I'm not ashamed to admit I can work a crowd. The militant looks  vanished. Phones were held up. Record buttons were pressed. Our press of  impromptu paparazzi chimed in as one, "He's sorry!"                       
       
           



       

"He's totally not," Charis countered. "He is unabashedly unapologetic,  no matter what he says. He can, and will, sweet talk a street light into  turning green and back to red when he's through-and then deny the whole  thing." She flounced away.

Cool. I'd never seen her flounce before.

I darted after her.

"Sloane, listen to me, listen, dammit. I'm sorry I kissed you." I  lowered my voice. "No, you're absolutely right, I'm not. I'm sorry I  kissed you like that. No, no, okay. I'm not sorry for that. What I am is  sorry I kissed you for that particular reason, all right?"

"Why?" Suddenly she was facing me again, and I nearly slammed into her.  "Why would you do that to me? Why would you lie to your girlfriend like  that? It was mean behavior and I've never known you to be a mean person,  Asher Norrell."

I winced, but had no defense. All I could say was, "You know she's not my girlfriend."

"She acted like she was."

"She was mistaken about that. Her interpretation and my interpretation  of what happened Sunday apparently suffered a disconnect."

"A disconnect. About your breakup. In which you ended a multi-year  relationship potentially leading up to marriage. Huh.
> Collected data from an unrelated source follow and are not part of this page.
PR #1722, opened 2019-09-10
Moving, reordering, renaming and other cleanup of D3D symbols

PatrickvL:
(all taken from my Vsh_unpatching branch)

This moves symbol declarations to more appropriate locations, completes some unknown types, and applies symbols where there, well, apply ;)

This doesn't change any functionality (compiles should result in a nearly binary identical executable).

Having this merged, makes related code better maintainable.

(Apologies for a few CRLF<>LF changes, but at least it's now consistently used within the files that have changes because of this, instead of a mixed EOL style.)


src/core/hle/D3D8/XbVertexBuffer.cpp
```diff
@@ -193,43 +193,43 @@ inline FLOAT NormShortToFloat(const SHORT value)
...
+    
+    return stream;
+}
+
+void XTL::CxbxVertexBufferConverter::PrintStats()
+{
+    printf("Vertex Buffer Cache Status: \n");
+    printf("- Cache Size: %d\n", m_PatchedStreams.size());
+    printf("- Hits: %d\n", m_TotalCacheHits);
+    printf("- Misses: %d\n", m_TotalCacheMisses);
```
ergo720: Nit: are these required to always be printed or can they use `EmuLog` instead?

PatrickvL: It hasn't changed other than EOL style, but yeah, that could be done. I'd prefer in another PR though.

LukeUsher: These are printed when F1 is hit, it's an intentional debug feature, unrelated to general logging:

LukeUsher:
Looks good, as long as it is indeed code-style only, I'm happy for it to be merged.

src/core/hle/D3D8/XbD3D8Types.h
```diff
@@ -1061,45 +972,51 @@ constexpr DWORD X_D3DCOLORWRITEENABLE_ALL = 0x01010101; // Xbox ext.
...
-#define VSH_MAX_TEMPORARY_REGISTERS 32
-#define VSH_VS11_MAX_INSTRUCTION_COUNT 128
-#define VSH_VS2X_MAX_INSTRUCTION_COUNT 256
-#define VSH_VS30_MAX_INSTRUCTION_COUNT 512
+/// nv2a microcode header
+typedef struct
+{
+	uint16_t Version; // See VERSION_XVS*
+	uint16_t NumInst;
+}
```
RadWolfie: This structure is changed. Originally was:
```
typedef struct
{
    uint8_t Type;
    uint8_t Version;
    uint8_t NumInst;
    uint8_t Unknown0;
}
X_VSH_SHADER_HEADER;
```
I believe testing is a requirement to ensure it doesn't break the existing code.

src/core/hle/D3D8/XbVertexShader.cpp
```diff
@@ -38,10 +38,16 @@
...
 
-#ifdef CXBX_USE_VS30
 //#define CXBX_USE_VS30 // Separate the port to Vertex Shader model 3.0 from the port to Direct3D9
+#ifdef CXBX_USE_VS30
+	#define VSH_MAX_INSTRUCTION_COUNT VSH_VS30_MAX_INSTRUCTION_COUNT // == 512
+#else 
+	#define VSH_MAX_INSTRUCTION_COUNT VSH_VS2X_MAX_INSTRUCTION_COUNT // == 256
 #endif
 
+// Host Vertex Shader version (mustn't conflict with any VERSION_XVS*)
```
RadWolfie: In my opinion, the comment need little bit better description. Since host's graphic can't support unofficial value. Include "internal" in the description will help understanding better.

src/core/hle/D3D8/XbD3D8Types.h
```diff
@@ -1285,7 +1203,146 @@ typedef enum _X_D3DVSD_TOKENTYPE
 #define X_D3DFVF_TEXCOORDSIZE3(Index) (X_D3DFVF_TEXTUREFORMAT3 << (Index * 2 + 16))
 #define X_D3DFVF_TEXCOORDSIZE4(Index) (X_D3DFVF_TEXTUREFORMAT4 << (Index * 2 + 16))
 
-
+// NV2A Push buffer command masks
 typedef DWORD NV2AMETHOD;
 
+#define PUSH_TYPE_MASK         0x00000002 // 2 bits
```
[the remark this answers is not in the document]
LukeUsher: PushBuffers are fully exposed by DirectX on the Xbox: there’s a set of APIs for generating and playing back raw pushbuffer command streams and many, many games use this functionality. Defines like this are helpful for decoding them and generating host D3D draw calls.

src/core/hle/D3D8/XbD3D8Types.h
PatrickvL: True, but the existing code was wrong; The `Version` field must be two bytes, and the two places in our code where the `Version` field is accessed, now also check against `VERSION_X*` defines that are similarly updated to two bytes. Given the input data will always correspond to the newly defined values anyway, this will result in identical functionality.

PatrickvL: The `NumInst` field is also a 16 bit field, which can be seen by disassembling Xbox code that reads it. In practice it makes no difference though, since it isn't allowed to contain values above 136, so one byte would've sufficed. Still, it's better to define the types like they're supposed to.

src/core/hle/D3D8/XbVertexShader.cpp
PatrickvL: I'll address this, and more in a follow-up PR.

RadWolfie: I can confirm it is resolved in #1725

src/core/hle/D3D8/XbD3D8Types.h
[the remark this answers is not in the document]
PatrickvL: After discussing this, I've moved them back to `nv2a.h`.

And so you  thought-"

"I thought it would be a clean way to close the wound, let her know it was, indeed, a hundred percent over between us."

"By kissing me."

Shit. When she put it like that. "Correct."

"And pretending you had a secret passion for me? That there is your idea  of closure?" She drew back her leg and thwacked me in the side of the  knee with her boot.

My involuntary laugh turned turned into a cough as I became aware she  wasn't being funny but was glaring at me with real rage. I sucked in a  deep breath.

Might as well lay it on the line.

"Yes, because it's no pretense, Sloane. Not a word of what I said was an  untruth. I finally figured that out, once the Platonic Shutter came  up."

"What are you talking about? Platonic whutter?"

I looked at her steadily. I felt my hands get moist despite the cold and  wiped them on my jacket. "Here's some news. I never really got over my  thing for you, Charis Sloane."

Charis jerked back as if shot. As in, her whole body staggered  backwards, right up against the brick wall of the New Highland Central  Laundromat.

"Watch it!"

She rubbed the back of her head. "You never got over what?"

I have to admit I was pretty bemused by the strength of her reaction. It  reassured me somewhat. Okay, I admit it. I was nervous as fuck. I'm no  stammering nerd, not anymore, but you know, heart on sleeve and  everything.

"My thing. Following you around. Puppy love." She looked blank, so I  went straight to the heart of the matter. "The ice cream picnic? The  trying to smash faces with you as a skinny-assed punk? The thing you  pretended never happened, sweetness?"